The Six-cent Dollar

dollar-463380_960_720There’s something odd about money. Namely, that it has no intrinsic value. What gives it value is billions of people throughout the world agreeing that … well, that it has value.

Currency has come a long way since its start in the fourth century BCE. We have arrived at a time and place where you can trade between three and four slips of intaglio-printed paper with the word “One” printed on them for a gallon of gasoline, between one and two thousand of them for a new mattress, tens of thousands of them for a new car, and, in some cases, hundreds of thousands of them for your very own legislator.

The Sixth Cents

The total cost in labor and materials for producing one of those slips comes to just under six cents. Larger denominations are slightly more costly to produce because they require more security features. Counterfeiters, it seems, rarely bother with one-dollar bills.

In his book Sapiens: A brief history of mankind, author and historian Yuval Noah Harari refers to the agreed-upon value of money as a “shared myth,” which means pretty much the same thing as “agreed-upon value” but sounds decidedly more scholarly. Ayn Rand’s Atlas Shrugged, which contemporary politicians love to cite and, in so doing, reveal that they haven’t read it, describes the value agreement when Francisco d’Anconia responds to the “root of all evil” cliché with a pages-long diatribe. I shall excerpt only a few lines here (you’re welcome):

“When you accept money in payment for your effort, you do so only on the conviction that you will exchange it for the product of the effort of others … Not an ocean of tears nor all the guns in the world can transform those pieces of paper in your wallet into the bread you will need to survive tomorrow. Those pieces of paper, which should have been gold, are a token of honor … Your wallet is your statement of hope that somewhere in the world around you there are men who will not default on that moral principle …”

Rand’s insertion of “…which should have been gold” bears mention. Rand and others who rue the abandonment of the gold standard seem to overlook that gold, too, has a no less tenuous agreed-upon value than printed paper. Its high agreed-upon value is not due to its utility as an electrical conductor but to its coveted position as the stuff of royalty and the rich.
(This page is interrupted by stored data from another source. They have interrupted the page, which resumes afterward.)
PR #2268, opened 2022-03-30
Add april fools prank

pingiun:
### Summary
Ssht don't tell anyone, this will rotate the whole website on april fools

### How to test
1. Wait until april fools
2. See the whole website is slightly rotated

### DIFF
--- a/website/thaliawebsite/templates/base.html
+++ b/website/thaliawebsite/templates/base.html
@@ -40,6 +40,13 @@
             <link href="{% static "css/main.scss" %}" rel="stylesheet" type="text/x-scss">
         {% endcompress %}
     {% endblock %}
+    {% if APRIL_FOOLS %}
+    <style>
+        body {
+            transform: rotate(.5deg);
+        }
+    </style>
+    {% endif %}
 
     {% block js_head %}
     {% endblock %}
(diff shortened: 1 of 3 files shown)


website/thaliawebsite/templates/base.html
```diff
@@ -40,6 +40,13 @@
             <link href="{% static "css/main.scss" %}" rel="stylesheet" type="text/x-scss">
         {% endcompress %}
     {% endblock %}
+    {% if APRIL_FOOLS %}
+    <style>
+        body {
+            transform: rotate(.5deg);
```
se-bastiaan, line 46: May I suggest

```
import random
from django import template

register = template.Library()

@register.simple_tag
def random_float(a, b=None):
    if b is None:
        a, b = 0, a
    return round(random.uniform(a, b), 2)
```

with 

`{% load random_float %}`

and 

`rotate({% random_float 2 -2 %}deg);`

pingiun: no, because this will be removed in the release after the next one anyway

pingiun: oops sorry, didn't see what you were actually suggesting

pingiun: i think it's fine the way it is though, very subtle

se-bastiaan (changes requested):
Timezones bah bah bah

se-bastiaan (approved):

PR #2269, opened 2022-03-30
Remove aprilfools

pingiun:
Merge this after april fools has happened and everyone laughed a lot at the prank

### DIFF
--- a/website/thaliawebsite/templates/base.html
+++ b/website/thaliawebsite/templates/base.html
@@ -40,13 +40,6 @@
             <link href="{% static "css/main.scss" %}" rel="stylesheet" type="text/x-scss">
         {% endcompress %}
     {% endblock %}
-    {% if APRIL_FOOLS %}
-    <style>
-        body {
-            transform: rotate(.5deg);
-        }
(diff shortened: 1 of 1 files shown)


JobDoesburg:
maybe we want to keep the context preprocessor?

pingiun:
> maybe we want to keep the context preprocessor?

good idea!

website/thaliawebsite/settings.py
```diff
@@ -472,7 +472,6 @@ def from_env(
                 "django.contrib.messages.context_processors.messages",
                 "announcements.context_processors.announcements",
                 "thaliawebsite.context_processors.thumbnail_sizes",
-                "thaliawebsite.context_processors.aprilfools",
```
JobDoesburg, line 475: I think it would also be fine to keep this (but also fine to remove it, so I don't care too much actually)

pingiun: Lets also keep this, it makes it less confusing to eventually use again

JobDoesburg (approved):

PR #2285, opened 2022-04-13
Configure logrotate

pingiun:
### Summary

Rotate logs every day and only keep logs for 5 days.

### How to test
1. Ssh to the server
2. `ls -al /var/log/nginx`
3. See if there are .1 .2 files etc

### DIFF
--- a/infra/nixos/concrexit.nix
+++ b/infra/nixos/concrexit.nix
@@ -343,8 +343,24 @@ in
             "\"\"" = {
               default = !cfg.allowUnknownHost;
               locations."/".return = "444";
+              extraConfig = ''
+                access_log off;
+              '';
             };
           };
+      };
+
+      logrotate = {
+        enable = true;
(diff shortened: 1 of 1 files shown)


infra/nixos/concrexit.nix
```diff
@@ -343,10 +343,26 @@ in
...
             };
           };
       };
 
+      logrotate = {
+        enable = true;
+        extraConfig = ''
+          /var/log/nginx/*.log {
+            daily
+            rotate 5
```
JobDoesburg, line 358: Maybe 5 days is a bit too short? Technicie meets weekly, so having a 2 or at least 1 week log rotation doesn't sound weird to me (even though we hardly ever use them)

pingiun: I agree

JobDoesburg (approved):

PR #2296, opened 2022-04-15
Add data retention period to event information fields

### LINKED ISSUE #1949: Automatically remove registration information fields
Wild idea (maybe too complex though): add a "remove data after" field to registration info fields. As the kind of data in there can differ, maybe our retention policy should also be set per case. For example, when visiting an in-house day at the ministry of defense where we ask for a pasport number, we might want to set a deletion date of the day after the event, while for other information we might want a longer period. This way, we also enforce people to think about when to delete the data (and we could have that field be max. 5 years)

_Originally posted by @JobDoesburg in https://github.com/svthalia/concrexit/pull/1935#discussion_r716887942_

JobDoesburg:
Closes #1949

### Summary
Adds a data retention period to event info fields


website/events/models/registration_information_field.py
```diff
@@ -40,6 +40,15 @@ class RegistrationInformationField(models.Model):
         _("required"),
     )
 
+    delete_after = models.DateField(
```
se-bastiaan, line 43: Why don't we delete this after a predetermined time? This way it could technically be saved forever if people enter a value that is years in the future.

website/events/admin/inlines.py
```diff
@@ -6,7 +6,7 @@
 from pizzas.models import FoodEvent
 
 
-class RegistrationInformationFieldInline(admin.TabularInline):
```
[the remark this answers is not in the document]
se-bastiaan: hahahaha

website/events/models/registration_information_field.py
JobDoesburg: Also possible. The reason I opened the issue myself is because we don't have an exact policy on this, and regarding data minimization I figure that some kinds of data might have different retention times than others and this forces organizers to think about it. We could add a validator of `max 3 years` or something. But I'm open for discussion on this

se-bastiaan: I would personally say that 1/2-ish months after the activity ended would also be fine. So many options. As long as it is not 'unlimited'.

JobDoesburg: As a constant? Or as max value?

se-bastiaan: Constant

JobDoesburg: @pingiun what do you think?

pingiun: Then I think 2 months after the event is over we can delete the registration info

se-bastiaan: Isn't it a bit our job to have thought about this for them?

JobDoesburg: No, because we don't know what kind of data this is, so we are not able to make a judgement on what the retention period should be.

T8902:
Too long inactive

PR #2299, opened 2022-04-15
Add global uniqueness constraint on push notification tokens

### LINKED ISSUE #2177: Add global uniqueness constraint on push notification tokens
### Describe the bug
Currently, in a `Device`, the combination of `user` and `registration_id` (a Firebase Messaging token) is unique. This means that it's possible for one token to be used by multiple users. This makes it possible for one device to receive notifications intended for multiple users. For example.

Alice has registered a device with token `a`. Bob also registers a device with token `a` (although he doesn't have a device that receives from token `a`). Alice now receives push notifications that are sent only to Bob. 

https://github.com/svthalia/concrexit/blob/3dceb39fe0e0d251c0e8a81393d40d1ad6b564e2/website/pushnotifications/models.py#L68-L72

JobDoesburg:
Closes #2177

### Summary
Add global uniqueness constraint on push notification tokens


se-bastiaan (dismissed):
Just needs codestyle fixes

se-bastiaan (approved):

PR #2300, opened 2022-04-15
Django webauth

JobDoesburg:
Closes #ISSUE

### Summary

### How to test

### DIFF
--- a/website/thaliawebsite/settings.py
+++ b/website/thaliawebsite/settings.py
@@ -389,6 +389,7 @@ INSTALLED_APPS = [
     "django.contrib.staticfiles",
     "django.contrib.sitemaps",
     # Dependencies
+    "webauth",
     "oauth2_provider",
     "corsheaders",
     "django_bootstrap5",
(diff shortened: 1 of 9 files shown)


website/thaliawebsite/settings.py
```diff
@@ -604,6 +605,23 @@ def from_env(
...
+    development="localhost:8000",
+    production="thalia.nu",
+    staging="staging.thalia.nu",
+)
+WEBAUTH_ORIGIN = setting(
+    development="http://localhost:8000",
+    production="https://thalia.nu",
+    staging="https://staging.thalia.nu",
+)
+WEBAUTH_VERIFY_URL = "/user/webauth/verify/"
```
se-bastiaan, line 623: This could reuse the SITE_DOMAIN setting

se-bastiaan:
This doesn't support TOTP right? And how would this integrate with the API?

JobDoesburg:
> This doesn't support TOTP right? 
Yes, this works solely via FIDO. I did just find https://github.com/jazzband/django-two-factor-auth which looks promising too (it's from jazzband) so I might investigate this too

> And how would this integrate with the API?
For the API, one could say that 2FA is also required to authorize OAuth applications with certain requirements, and then the OAuth API key becomes a second factor in itself (as it is stored on the device).

se-bastiaan:
Yes I already mentioned that lib in the issue :)

If the 2fa can be done at login then yes it works perfect with oauth, but it needs to do that obviously

JobDoesburg:
https://www.calazan.com/how-to-enable-2fa-in-the-django-admin/

DeD1rk:
django-webauth calls itself not-production-ready and is not being maintained.
https://github.com/jazzband/django-two-factor-auth has become the standard package to use.

PR #2355, opened 2022-05-26
Properly use Django Storage API backends

se-bastiaan:
### Summary
This PR introduces changes to the codebase that makes sure all file operations use the Django storage backends. One for private files and one for public files. It also adds functionality to be able to use AWS S3 as storage backend instead of a local file system.

### How to test
1. Check that all images, documents and files still work


website/thaliawebsite/management/commands/migratemedia.py
```diff
@@ -0,0 +1,45 @@
...
+from django.core.management.base import BaseCommand
+from django.conf import settings
+
+import logging
+import os
+import boto3
+from botocore.exceptions import ClientError
+
+
+class Command(BaseCommand):
```
JobDoesburg, line 11: Maybe it is nicer to make this a pre or post migration signal?

website/thaliawebsite/management/commands/migratemedia.py
```diff
@@ -0,0 +1,45 @@
...
+    def handle(self, *args, **options):
+        # create session to s3
+        session = boto3.session.Session()
+        s3_client = session.client(
+            service_name="s3",
+            aws_access_key_id=settings.AWS_ACCESS_KEY_ID,
+            aws_secret_access_key=settings.AWS_SECRET_ACCESS_KEY,
+            endpoint_url=f"https://{settings.AWS_STORAGE_BUCKET_NAME}.s3.eu-west-1.amazonaws.com/",
```
JobDoesburg, line 19: this endpoint should also be in settings I think

website/thaliawebsite/management/commands/migratemedia.py
```diff
@@ -0,0 +1,45 @@
...
+from django.conf import settings
+
+import logging
+import os
+import boto3
+from botocore.exceptions import ClientError
+
+
+class Command(BaseCommand):
+    def handle(self, *args, **options):
```
JobDoesburg, line 12: Maybe at a return here if AWS_BUCKET_NAME == None so the script can't crash if testing locally

JobDoesburg (changes requested):

JobDoesburg:
Looks good!

website/thaliawebsite/management/commands/migratemedia.py
se-bastiaan: I am not entirely sure what you mean by such a signal. But technically this script is more a one time thing to transfer everything. Not even sure we need it, since the AWS CLI has the `sync` command that could do the same thing.

website/thaliawebsite/management/commands/migratemedia.py
se-bastiaan: It is in settings, but as PUBLIC_MEDIA_URL. And after further looking into it I don't think we really need it since boto3 can construct this based on the bucket name. And I just copied this from an example :)

JobDoesburg: So do we want to change this?

JobDoesburg (approved):

PR #2374, opened 2022-06-06
Update fancybox to v4

JobDoesburg:
### Summary
Upgrade fancy box to v4 and moved its javascript to the photos app

### How to test
Test that albums still work


se-bastiaan:
> Do we still need jQuery actually, or can we remove it now?

I think mostly older JS code is still using jQuery, especially for requests to the API.

JobDoesburg:
> The thabloid and partners apps also use fancybox.

sad...

pingiun (approved):

PR #2384, opened 2022-06-08
Use load eventlistener for thabloids

JobDoesburg:


website/thabloid/static/thabloid/js/main.js
```diff
@@ -19,11 +19,12 @@ function openThabloidFancybox(e, btn) {
     });
 }
 
-window.onload = (event) => {
+window.addEventListener('load', (event) => {
```
pingiun, line 22:
```suggestion
window.addEventListener('DOMContentLoaded', (event) => {
```

pingiun (changes requested):

website/thabloid/static/thabloid/js/main.js
se-bastiaan: do we actually need this? the script should be at the bottom of the html body

JobDoesburg: jelle notified me that the window.onload can only be used once, so it would be bad practice having it in our codebase

se-bastiaan: no I meant, do we even need the onload at all.

PR #2399, opened 2022-07-03
Add API endpoint to claim sales orders

### LINKED ISSUE #1785: Add sales order API

DeD1rk:
Closes #1785.

### Summary
This adds an endpoint that does pretty much the same as the OrderPaymentView linked to by `order.payment_url` (set `payer` if possible, and warn if under-age for age-restricted orders).

### How to test
1. Create all kinds of orders.
2. Claim the orders from all kinds of users.

### DIFF
--- a/website/sales/api/v2/urls.py
+++ b/website/sales/api/v2/urls.py
@@ -1,7 +1,7 @@
 from django.urls import path
 
 from sales.api.v2.views import (
-    OrderPaymentView,
+    OrderClaimView,
     UserShiftListView,
     UserShiftDetailView,
     UserOrderListView,
@@ -11,7 +11,7 @@ from sales.api.v2.views import (
 app_name = "sales"
 
 urlpatterns = [
-    path("sales/order/<uuid:pk>/pay/", OrderPaymentView.as_view(), name="order-pay"),
+    path("sales/order/<uuid:pk>/claim/", OrderClaimView.as_view(), name="order-claim"),
     path("sales/shifts/", UserShiftListView.as_view(), name="user-shift-list"),
     path(
         "sales/shifts/<int:pk>/",
--- a/website/sales/api/v2/urls.py
+++ b/website/sales/api/v2/urls.py
@@ -1,6 +1,7 @@
 from django.urls import path
 
 from sales.api.v2.views import (
+    OrderPaymentView,
     UserShiftListView,
     UserShiftDetailView,
     UserOrderListView,
@@ -10,6 +11,7 @@ from sales.api.v2.views import (
 app_name = "sales"
 
 urlpatterns = [
+    path("sales/order/<uuid:pk>/pay/", OrderPaymentView.as_view(), name="order-pay"),
     path("sales/shifts/", UserShiftListView.as_view(), name="user-shift-list"),
     path(
         "sales/shifts/<int:pk>/",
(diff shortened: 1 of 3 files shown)


website/sales/api/v2/urls.py
```diff
@@ -10,6 +11,7 @@
 app_name = "sales"
 
 urlpatterns = [
+    path("sales/order/<uuid:pk>/pay/", OrderPaymentView.as_view(), name="order-pay"),
```
JobDoesburg, line 14: I wouldn't call it `pay`, but really call it `claim`. Paying should happen via the payments app.

JobDoesburg (changes requested):

website/sales/api/v2/urls.py
DeD1rk: Fair enough, also kind of a misnomer for the non-api version though, but I'll change it here

JobDoesburg: The non-API view redirects to the payment view so it works a bit differently

JobDoesburg: Let's not forget we should register the non api URL in the apple app site association file thingy so the app will open up

DeD1rk: True, but I'll do that only once the app also actually supports it

website/sales/tests/test_api.py
```diff
@@ -630,6 +631,76 @@ def test_user_self_order(self):
...
+        self.o3.save()
+
+        with self.subTest("Claim an age-restricted order as a minor"):
+            with mock.patch("sales.services.is_adult") as is_adult:
+                is_adult.return_value = False
+                response = self.client.get(
+                    reverse("api:v2:sales:order-pay", kwargs={"pk": self.o3.pk})
+                )
+                self.assertEqual(403, response.status_code)
+                print(response.json)
```
JobDoesburg, line 700:
```suggestion
```
Please remove print statements

JobDoesburg (changes requested):

se-bastiaan (commented):
Even tho I like consistency all the changes in the files that are not in the sales app should technically be in a different PR.

website/sales/api/v2/views.py
```diff
@@ -111,4 +108,35 @@ def destroy(self, request, *args, **kwargs):
...
+class OrderClaimView(RetrieveAPIView):
+    """Claims an order to be paid by the current user."""
+
+    queryset = Order.objects.all()
+    serializer_class = UserOrderSerializer
+    schema = AutoSchema(operation_id_base="claimOrder")
+    permission_classes = [IsAuthenticatedOrTokenHasScope]
+    required_scopes = ["sales:order"]
+
+    def retrieve(self, request, *args, **kwargs):
```
JobDoesburg, line 122: I don't think we should do this on a `GET`, as I wouldn't say it good practice to do any writing on a `GET` (especially not something that is irreversible).

JobDoesburg (changes requested):

JobDoesburg (approved):

PR #2550, opened 2022-10-05
Fix loading animation properly

### LINKED ISSUE #2543: Add event listener to disable loading animation for images after load
### Describe the change
Add event listener to disable loading animation for images after load. 

### Motivation
It is ugly and also problematic for transparent images

### Current implementation
Currently the animation is **behind** the image, but it should actually be deleted

### Suggested implementation
one global javascript event listener

JobDoesburg:
Closes #2543

### Summary
Adds event listener to delete the pulsing-background class when images load

### How to test
1. Have a transparent image, like a society logo
2. The background will pulse during loading
3. The background will not pulse after loading anymore


pingiun (approved):
Seems good, let's try it

PR #2552, opened 2022-10-06
Git hook confirmation

pingiun:
### Summary
Makes sure admins are certain when they are pushing to master

### How to test
1. Be admin
2. Install the hook
3. Try to push to master
4. See prompt

### DIFF
--- a/README.md
+++ b/README.md
@@ -1,4 +1,4 @@
-Thalia Website 
+Thalia Website
 ==============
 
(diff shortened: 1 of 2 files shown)


pre-push-hook
```diff
@@ -0,0 +1,40 @@
+#!/bin/sh
+
```
se-bastiaan, line 2: This could go in the .github or scripts folders probably

pingiun: That's fair

se-bastiaan (approved):

PR #2579, opened 2022-10-13
Use versions for Docker actions

se-bastiaan:
### Summary
I noticed that Renovate is keeping this file up to date with the latest head of the respective repo's. We probably just want to use the releases instead.


pingiun (approved):
Good idea, the initial version was just copied from an example

PR #2581, opened 2022-10-13
Cache docker builds

pingiun:
Use info from https://github.com/docker/build-push-action/blob/master/docs/advanced/cache.md#registry-cache to cache builds


JobDoesburg (approved):
LGTM

PR #2603, opened 2022-10-16
Face recognition

JobDoesburg:
### Summary
Implements face recognition based on https://github.com/svthalia/face-detect-app/blob/master/face_detection/services/detector.py


JobDoesburg:
still todo: 

- [ ] Authenticate API endpoints, think about scopes etc
- [ ] Set up detector infra and documentation
- [ ] Updating / deleting reference faces and files
- [ ] Manually adding photos you're appearing on / deleting matches
- [ ] Update privacy policy

website/photos/models.py
```diff
@@ -98,6 +115,267 @@ class Meta:
...
+#     )
+#
+#     def __str__(self):
+#         return str(self.member) + " " + _("is on") + " " + str(self.photo)
+#
+#     class Meta:
+#         unique_together = ["photo", "member"]
+
+
+class FaceEncoding(models.Model):
```
se-bastiaan, line 145: Maybe we should put the different models in subfiles here now too

JobDoesburg: Im actually thinking about moving the whole thing to a separate app

se-bastiaan:
Am going to mention this here as well: https://github.com/se-bastiaan/face-detect-api

There are a couple of more things to think about. The approach you are taking now requires an external system to manage the face encodings, while concrexit is the main system here and should choose how these encodings are created. So that means not exposing the unprocessed images, but instead actively sending a request to create these encodings. Concrexit knows when a new album is uploaded, or can periodically do a query to check for missing info. And if the info comes back async you probably want a regular webhook and not expose an API endpoint for it, since it is specifically meant for this task.

The actual detector infra is the part that uses a lot of resources here. It was the part that could kill the face-detect-app as well. So when you upload photos that part should probably not happen on an EC2 instance. This is why I created the poc with api gateway, step functions and lambdas. This highly parallelises the computing, but only uses resources when new encodings are required.

JobDoesburg:
So we discussed the ethical side of the story, since we're implementing something AI like here (lets call this a Data Protection Impact Assessment ;p)


There's one main problem that could arise from this feature. People could use this functionality to search for faces of people other than themselves. On the one site, the current photos are already public, but offering face recognition form our side makes them way more accessible. Having the functionality to get an overview of all student life photos of a person, could potentially be problematic. 

We've discussed several measures: 

- putting restrictions on the amount of reference faces or frequency you can upload / delete: this would be complex and not really fix the problem
- approving reference faces: before they are used infeasible
- cross-checking your reference faces with other's peoples reference faces: in case of false positives this would be nasty. And it forces you to use face recognition if you dont want other people to search for your face
- not implementing this feature at all: we think the added benefit of the feature outweighs the marginal (residual) risk

We will implement the following countermeasures:
- We will log the reference faces that you upload (even if you delete them, we will keep them for a while so we see you have searched for a different person). We will notify users of the fact we're keeping this info for a while for this purpose.
- You can only use this while you're a member. If you're not a member anymore, face recognition is not available to you
- We only search for matches during the time you've been a member (and a little while before to cover the orientation week as well). So if you became a member on September 1 2020, you will not be able to do face recognition for photos before August 1 2020.
- You can have a maximum of 5(?) reference faces active for your account.

JobDoesburg:
We also decided to move this to a separate app completely

JobDoesburg:
> Am going to mention this here as well: https://github.com/se-bastiaan/face-detect-api
> 
> There are a couple of more things to think about. The approach you are taking now requires an external system to manage the face encodings, while concrexit is the main system here and should choose how these encodings are created. So that means not exposing the unprocessed images, but instead actively sending a request to create these encodings. Concrexit knows when a new album is uploaded, or can periodically do a query to check for missing info. And if the info comes back async you probably want a regular webhook and not expose an API endpoint for it, since it is specifically meant for this task.
> 
> The actual detector infra is the part that uses a lot of resources here. It was the part that could kill the face-detect-app as well. So when you upload photos that part should probably not happen on an EC2 instance. This is why I created the poc with api gateway, step functions and lambdas. This highly parallelises the computing, but only uses resources when new encodings are required.

Yes we will do this Sebas ;o I was already planning on this

PR #2608, opened 2022-10-19
Fix bank account deletion

JobDoesburg:
Fixes #2549

### Summary
The revokeoldmandates command was wrong

### How to test
1. Have a lot of bank accounts
2. Verify the correct ones remain

### DIFF
--- a/website/payments/services.py
+++ b/website/payments/services.py
@@ -212,7 +212,7 @@ def execute_data_minimisation(dry_run=False):
     # Delete bank accounts that are not valid anymore, and have not been used in the last 13 months
     # (13 months is the required time we need to keep the mandates for)
     queryset_bankaccounts = BankAccount.objects.all()
-    queryset_bankaccounts = queryset_bankaccounts.exclude(
+    queryset_bankaccounts = queryset_bankaccounts.filter(
         valid_until__lt=timezone.now()
     )  # Keep valid bank accounts
     queryset_bankaccounts = queryset_bankaccounts.exclude(  # Also keep bank accounts that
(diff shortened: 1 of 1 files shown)


website/payments/services.py
```diff
@@ -209,12 +209,22 @@ def execute_data_minimisation(dry_run=False):
...
-        Q(owner__paid_payment_set__batch__isnull=True)
-        | Q(owner__paid_payment_set__batch__processed=False)
+    # Delete bank accounts that are not valid anymore, and have not been used in the last 13 months
+    # (13 months is the required time we need to keep the mandates for)
+    queryset_bankaccounts = BankAccount.objects.all()
+    queryset_bankaccounts = queryset_bankaccounts.exclude(
+        valid_until__lt=timezone.now()
+    )  # Keep valid bank accounts
+    queryset_bankaccounts = queryset_bankaccounts.exclude(  # Also keep bank accounts that
+        Q(
```
DeD1rk, line 219: This doesn't have to be in a Q object

website/payments/services.py
```diff
@@ -209,12 +209,22 @@ def execute_data_minimisation(dry_run=False):
...
+            owner__paid_payment_set__type=Payment.TPAY
+        ),  # are used for Thalia Pay payments, AND
+        Q(owner__paid_payment_set__batch__isnull=True)  # have no batch, OR
```
DeD1rk, line 222:
```suggestion
        Q(owner__paid_payment_set__batch__isnull=True)  # have a payment that is in no batch, OR
```

DeD1rk: Clarification that the foreignkey reverse lookups work with "any" might help

pingiun (approved):

PR #2613, opened 2022-10-24
Set new banner for photos page

pingiun:
### Summary
Set new banner for photos page

### How to test
1. Look at photos page
2. See new banner


pingiun:
Yea this is not a good solution

PR #2618, opened 2022-10-26
Add more info to readme to help beginners

NienkeWessel:
### Summary
The README now contains extra information that should be helpful for beginners. This makes the README more self-contained. It also moved some information that is less relevant to beginners to the end. 

### How to test
Read the README.md and see if it is clear.

### DIFF
--- a/README.md
+++ b/README.md
@@ -1,5 +1,4 @@
-Thalia Website
-==============
+# Thalia Website
 
 [![Linting and Testing](https://github.com/svthalia/concrexit/workflows/Linting%20and%20Testing/badge.svg)](https://github.com/svthalia/concrexit/actions)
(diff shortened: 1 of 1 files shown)


README.md
```diff
@@ -94,8 +84,20 @@ To update these files run `make apidocs`
 
 To render the docs to HTML run `make docs`
 
-For admins
-----------
+
+
+## Things that might be relevant for more advanced users/developers
```
se-bastiaan, line 89: We run a check for black and run all tests when anyone opens a PR. Doesn't that make this relevant for everyone? People will skip this and when the checks fail I am afraid they will have no clue on what to do.

pingiun:
I changed some more things because some parts of the README were outdated too. But this is helpful, thanks!

pingiun (approved):

PR #2619, opened 2022-10-26
Opt-in photos permissions.

### LINKED ISSUE #2592: Opt-out permission for posting event pictures to Instagram
**Problem** 
We (Paparazcie) want the Thalia Instagram to reflect the vibe in Thalia more, and this is really hard without pictures of events. It is very frustrating to contact everyone in event pictures to get permission to post event pictures that they are on. In our experience, people don't object to posting the pictures, but are slow to respond. 

**Possible solution** 
It would be nice to have a checkbox in your Thalia profile to opt-out of consent for posting pictures with you in it, and to have this choice be visible in the attendance list of an event. This way, Paparazcie can independently check if people consent to their picture being posted without having to approach everyone in the picture per picture. 

**Alternative solution** 
We considered having this checkbox when registering for an event, but this seems like more hassle.

LisanneWeidmann:
Closes #2592 
Opt-out permission for posting event pictures to Instagram.

### Summary
Should make it easier for Paparazcie to see if people consent to their pictures appearing on social media. I made a checkbox.

### How to test
1. Check if you can click a checkbox for opt-in social media photos.


website/members/models/profile.py
```diff
@@ -245,6 +245,17 @@ class Profile(models.Model):
...
 
+    # Begin Lisanne
+    photo_permissions = models.BooleanField(
+        verbose_name=_("Opt-in social media pictures"),
+        help_text=_(
+            "Consent to all your photos being shared across social media platforms."
+        ),
+        blank=False,
+        null=True,
+    )
```
se-bastiaan, line 256: Have you considered that this would allow access to the full user profile for the Paparazcie unless we make this a part of some special page? I already mentioned this in the issue because that would be difficult to do.

It's probably easier to create a allowlist model like the blacklist model we have for payments: https://github.com/svthalia/concrexit/blob/master/website/payments/models.py#L111. Then the paparazcie can have view permissions and always see this info.

The only 'hard' part there is making it possible for users to change their preferences thus requiring a larger profile edit page with a part that is in an extra form field.

DeD1rk:
Closing as now that we have ThabloidUser with proper settings, this really should be a similar approach. And rebasing would be a pain

PR #2638, opened 2022-11-02
Make profile fields blankable

### LINKED ISSUE #2629: Make profile fields blankable
### Describe the change
Make profile fields blankable

### Motivation
- When a profile is minimised, it's perfectly fine that the fields are null
- It should be possible to create empty profiles

### Current implementation
Non-nullable

pingiun:
Closes #2629 

### Summary
Make profile fields blankable

### How to test
Multiple flows should be tested:

# Admin flow
1. Have user with profile.
2. Admin removes address fields
3. This is allowed

# User flow
1. Be user with profile
2. Try to remove address field
3. This is not allowed

# Dataminimisation
1. Have old user with profile
2. User is minimised by dataminimisation management command
3. Old profile now has blank fields everywhere and is still editable by the admin


website/members/services.py
```diff
@@ -229,12 +229,12 @@ def execute_data_minimisation(dry_run=False, members=None) -> list[Member]:
...
+            profile.address_street = None
             profile.address_street2 = None
-            profile.address_postal_code = "<removed>"
-            profile.address_city = "<removed>"
-            profile.address_country = "NL"
-            profile.birthday = datetime(1900, 1, 1)
+            profile.address_postal_code = None
+            profile.address_city = None
+            profile.address_country = None
+            profile.birthday = None
```
JobDoesburg, line 237: In website/members/models/profile.py line 276-277 the `is_minimised` property should also be rewritten now

JobDoesburg (changes requested):

website/members/services.py
JobDoesburg: > In website/members/models/profile.py line 276-277 the `is_minimised` property should also be rewritten now

Or maybe we should introduce a `is_minimised` field, and clean the model to only allow null fields if `is_minised` is `True`

website/members/models/profile.py
```diff
@@ -312,6 +316,15 @@ def clean(self):
         super().clean()
         errors = {}
 
+        if not self.is_minimized and not (
```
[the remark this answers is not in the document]
pingiun: No

JobDoesburg (approved):

PR #2639, opened 2022-11-02
Add createmember management command

pingiun:
This builds on #2638 

### Summary
Add createmember management command

This makes it so new programmers don't have to manually create a member again (if they remember the right `make` command)

### How to test
1. Run `make member`
2. Check if the new member can access the profile page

Likewise, diamonds have little intrinsic value yet an abundance of agreed-upon value. For the most part, the only practical uses for diamonds are things like polishing, cutting, and drilling. Diamonds’ popular value is tied to their use in jewelry, a carefully controlled supply, the fairly recent expectation that an engagement ring requires a diamond, and the near elimination of used diamond markets thanks to two sentiments: One, that diamonds are heirlooms not to be sold but kept in the family; and, two, that a “used” diamond is a sign of a stingy, insufficiently smitten prospective groom (even though used diamonds don’t exactly show wear and tear).

So much for gold-backed currency

Though no country has gold-backed currency anymore, currency’s agreed-upon value remains. The danger is that not backing currency with gold leaves a country free to print money at will. Unfortunately, at one time or another most countries have. Rampant overindulgence of the money-printing privilege can be a factor leading to inflation and devaluation. On the other hand, FDR’s letting go of the gold standard helped the United States pull itself out of the Great Depression.

Stocks are the epitome of agreed-upon value. The more people want a stock, the more its price increases—even if the issuing company isn’t doing well. A more recent example of agreed-upon value is cybercurrency. Much like stocks, a cybercurrency’s value depends on how many people are willing to pay for it, and how much they’re willing to pay. The most famous cybercurrency, Bitcoin, needs no introduction, but right now coinmarketcap.com lists 1653 other, actively traded cybercurrencies. How hot are cybercurrencies? Writing for Smithsonian magazine, Clive Thomas cites the case of  “… Billy Markus, a programmer who created a joke alt-coin called ‘Dogecoin,’ only to watch in horror as hucksters began actively bidding it up.”

Whether we’re talking dollars, stocks, cybercurrencies, or seashells, the fact remains that an unwritten social contract determines a currency’s value. Yet over the centuries, currency has proven itself a fairly solid house of cards. After all, we still use it. We likely will continue to do so long after we will have replaced paper and coin with ones and zeroes.